An algorithm for minimizing the objective function during matrix factorization in recommendation systems , which allows a downweighting of the missing examples. WALS minimizes the weighted squared error between the original matrix and the reconstruction by alternating between fixing the row factorization and column factorization. Each of these optimizations can be solved by least squares convex optimization . For details, see the Recommendation Systems course

wide model

A linear model that typically has many sparse input features . We refer to it as "wide" since such a model is a special type of neural network with a large number of inputs that connect directly to the output node. Wide models are often easier to debug and inspect than deep models. Although wide models cannot express nonlinearities through hidden layers , they can use transformations such as feature crossing and bucketization to model nonlinearities in different ways.

Contrast with deep model .

width

The number of neurons in a particular layer of a neural network .

мудрость толпы

#дф

Идея о том, что усреднение мнений или оценок большой группы людей («толпы») часто дает удивительно хорошие результаты. Например, рассмотрим игру, в которой люди угадывают количество драже, упакованных в большую банку.

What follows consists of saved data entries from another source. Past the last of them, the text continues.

PR #25, opened 2024-08-02
Check if a given PHP Binary is actually valid

### LINKED ISSUE #12: Verify that the PhpBinaryPath created is really a PHP

asgrim:
Fixes #12

### DIFF
--- a/src/Platform/TargetPhp/PhpBinaryPath.php
+++ b/src/Platform/TargetPhp/PhpBinaryPath.php
@@ -41,22 +41,27 @@ class PhpBinaryPath
         public readonly string $phpBinaryPath,
         private readonly string|null $phpConfigPath,
     ) {
-        if (! file_exists($this->phpBinaryPath)) {
-            throw Exception\InvalidPhpBinaryPath::fromNonExistentPhpBinary($this->phpBinaryPath);
+    }
+
+    /** @param non-empty-string $phpBinaryPath */
+    private static function assertValidLookingPhpBinary(string $phpBinaryPath): void
+    {
+        if (! file_exists($phpBinaryPath)) {
+            throw Exception\InvalidPhpBinaryPath::fromNonExistentPhpBinary($phpBinaryPath);
         }
 
-        if (! is_executable($this->phpBinaryPath)) {
-            throw Exception\InvalidPhpBinaryPath::fromNonExecutablePhpBinary($this->phpBinaryPath);
+        if (! is_executable($phpBinaryPath)) {
+            throw Exception\InvalidPhpBinaryPath::fromNonExecutablePhpBinary($phpBinaryPath);
         }
 
         // This is somewhat of a rudimentary check that the target PHP really is a PHP instance; not sure why you
         // WOULDN'T want to use a real PHP, but this should stop obvious hiccups at least (rather than for security)
-        $testOutput = trim((new Process([$this->phpBinaryPath, '-r', 'echo "PHP";']))
+        $testOutput = trim((new Process([$phpBinaryPath, '-r', 'echo "PHP";']))
             ->mustRun()
             ->getOutput());
 
         if ($testOutput !== 'PHP') {
-            throw Exception\InvalidPhpBinaryPath::fromInvalidPhpBinary($this->phpBinaryPath);
+            throw Exception\InvalidPhpBinaryPath::fromInvalidPhpBinary($phpBinaryPath);
         }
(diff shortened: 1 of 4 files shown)


src/Platform/TargetPhp/PhpBinaryPath.php
```diff
@@ -31,7 +33,23 @@ private function __construct(
         public readonly string $phpBinaryPath,
         private readonly string|null $phpConfigPath,
     ) {
-        // @todo https://github.com/php/pie/issues/12 - we could verify that the given $phpBinaryPath really is a PHP install
+        if (! file_exists($this->phpBinaryPath)) {
```
theofidry, line 36: maybe for testing purposes you may want to be able to create an instance without caring about whether it is valid or not, or for performance reasons in a context where you're sure it is valid. Might be worth having this logic in a static factory? (Could be just `PhpBinaryPath::create()`).

asgrim: Yep that seems reasonable, I'll adjust, thank you

ghostwriter:
You are using the wrong directory separator on windows, possibly causing is_executable to “always” return false.

asgrim:
> You are using the wrong directory separator on windows, possibly causing is_executable to “always” return false.

Hmm, looking at this test:

https://github.com/php/php-src/blob/589cfbb24fde06836df9dbb50ee0093a69c6eeba/ext/standard/tests/file/windows_acls/bug44859_3.phpt#L13-L31

The commented-out `tiny.bat` suggests that the `.bat` workaround that I tried won't work. I think it would have to be a true executable on Windows. That suggests the doc:

> On Windows, a file is considered executable, if it is a properly executable file as reported by the Win API GetBinaryType();

is correct, but:

> for BC reasons, files with a .bat or .cmd extension are also considered executable.

is outdated.

ghostwriter:
I’m talking about the path you hardcoded in the test.

image

`/ for Unix-based systems (Linux, macOS).`

`\ for Windows.`

use `DIRECTORY_SEPARATOR` to automatically use the correct one for the platform at runtime.

ghostwriter:
The path: `"z:\phpf\pie\test\unit\Platform\TargetPhp/../../assets/fake-php-windows.bat”`

using both `\` and `/` in the path.


image

asgrim:
> The path: `"z:\phpf\pie\test\unit\Platform\TargetPhp/../../assets/fake-php-windows.bat”`
> 
> using both `\` and `/` in the path.
> 
> 
> image
> 

Yes, I understand what you're saying, but I tried fixing the slashes since my earlier stream, and that is still not the issue. I explored the code some more, and the .bat/.cmd thing does not appear hold true.

ghostwriter:
I see, "normalizing" the path was just the **first** step.

--- 

> … the .bat/.cmd thing does not appear hold true.

you are correct, it does **not** appear hold `true` in this case, but the code does reflect what is documented.

https://github.com/php/php-src/blob/PHP-8.3.11/win32/ioutil.c#L924-L940

--- 

My understanding was, and please correct me If i’m wrong, even if we change the file extension, on windows, if the file’s internal format is **NOT** recognized as executable, `is_executable()` will return `FALSE` (except for file paths with `*.bat` and `*.cmd` extension).

Executability is determined by:

**Windows** returns `TRUE`: 

- If the given file path exists and has a `*.exe` or `*.com` extension, with the [PE format](https://en.wikipedia.org/wiki/Portable_Executable) and internal structure that is recognized as executable using`GetBinaryTypeW`.

**or** 

- If the given file path exists and has a `*.bat` or `*.cmd` extension

**Unix-like Systems** returns `TRUE`: 

- If the given file path exists and the file has the executable bit set.

---

I would not say [outdated](https://github.com/php/php-src/blob/PHP-8.3.11/win32/ioutil.c#L924-L940) but there might be an undocumented behavior/s when we [set the file type and permissions](https://github.com/php/php-src/blob/PHP-8.3.11/win32/ioutil.c#L941-L957) or when [checking executable permission](https://github.com/php/php-src/blob/PHP-8.3.11/win32/ioutil.c#L671-L674) or on files with [empty DACLs](https://github.com/php/php-src/blob/PHP-8.3.11/win32/ioutil.c#L886). 

(empty DACL: no permissions explicitly granted or denied to anyone, effectively making the file inaccessible to all users, including the file's owner.)

---

P.S. Thanks for being patient and indulging my curiosity.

Хотя большинство отдельных догадок будут неточными, эмпирически показано, что среднее значение всех догадок на удивление близко к фактическому количеству драже в банке.

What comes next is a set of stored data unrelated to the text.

PR #33, opened 2024-09-10
Only use sudo if needed

### LINKED ISSUE #29: Don't require `sudo` if we can already write to target(s)
At the moment, `pie install` will ask for `sudo` regardless, even if we can already write to the target path(s). 
We should improve this to check if we actually NEED to even ask.

asgrim:
Fixes #29

### DIFF
--- a/test/integration/Command/InstallCommandTest.php
+++ b/test/integration/Command/InstallCommandTest.php
@@ -4,6 +4,7 @@ declare(strict_types=1);
 
 namespace Php\PieIntegrationTest\Command;
 
+use Composer\Util\Platform;
 use Php\Pie\Command\InstallCommand;
 use Php\Pie\Container;
 use PHPUnit\Framework\Attributes\CoversClass;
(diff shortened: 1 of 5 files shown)


test/integration/Command/InstallCommandTest.php
```diff
@@ -62,6 +64,44 @@ public function testInstallCommandWillInstallCompatibleExtension(): void
...
+            array_unshift($rmCommand, 'sudo');
+        }
+
+        (new Process($rmCommand))->mustRun();
+    }
+
+    public function testInstallCommandWillInstallCompatibleExtensionWindows(): void
+    {
+        if (PHP_VERSION_ID < 80300 || PHP_VERSION_ID >= 80400) {
+            self::markTestSkipped('This test can only run on PHP 8.3 - you are running ' . PHP_VERSION);
```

Ансамбли — это программный аналог мудрости толпы. Даже если отдельные модели делают крайне неточные прогнозы, усреднение прогнозов многих моделей часто дает удивительно хорошие прогнозы. Например, хотя отдельное дерево решений может давать плохие прогнозы, лес решений часто дает очень хорошие прогнозы.

word embedding

#language

Representing each word in a word set within an embedding ; that is, representing each word as a vector of floating-point values between 0.0 and 1.0. Words with similar meanings have more-similar representations than words with different meanings. For example, carrots , celery , and cucumbers would all have relatively similar representations, which would be very different from the representations of airplane , sunglasses , and toothpaste .

Z

Z-score normalization

A normalization technique that replaces a raw feature value with a floating-point value representing the number of standard deviations from that feature's mean. For example, consider a feature whose mean is 800 and whose standard deviation is 100. The following table shows how Z-score normalization would map the raw value to its Z-score:

Raw value Z-оценка
800 0
950 +1.5
575 -2.25

The machine learning model then trains on the Z-scores for that feature instead of on the raw values.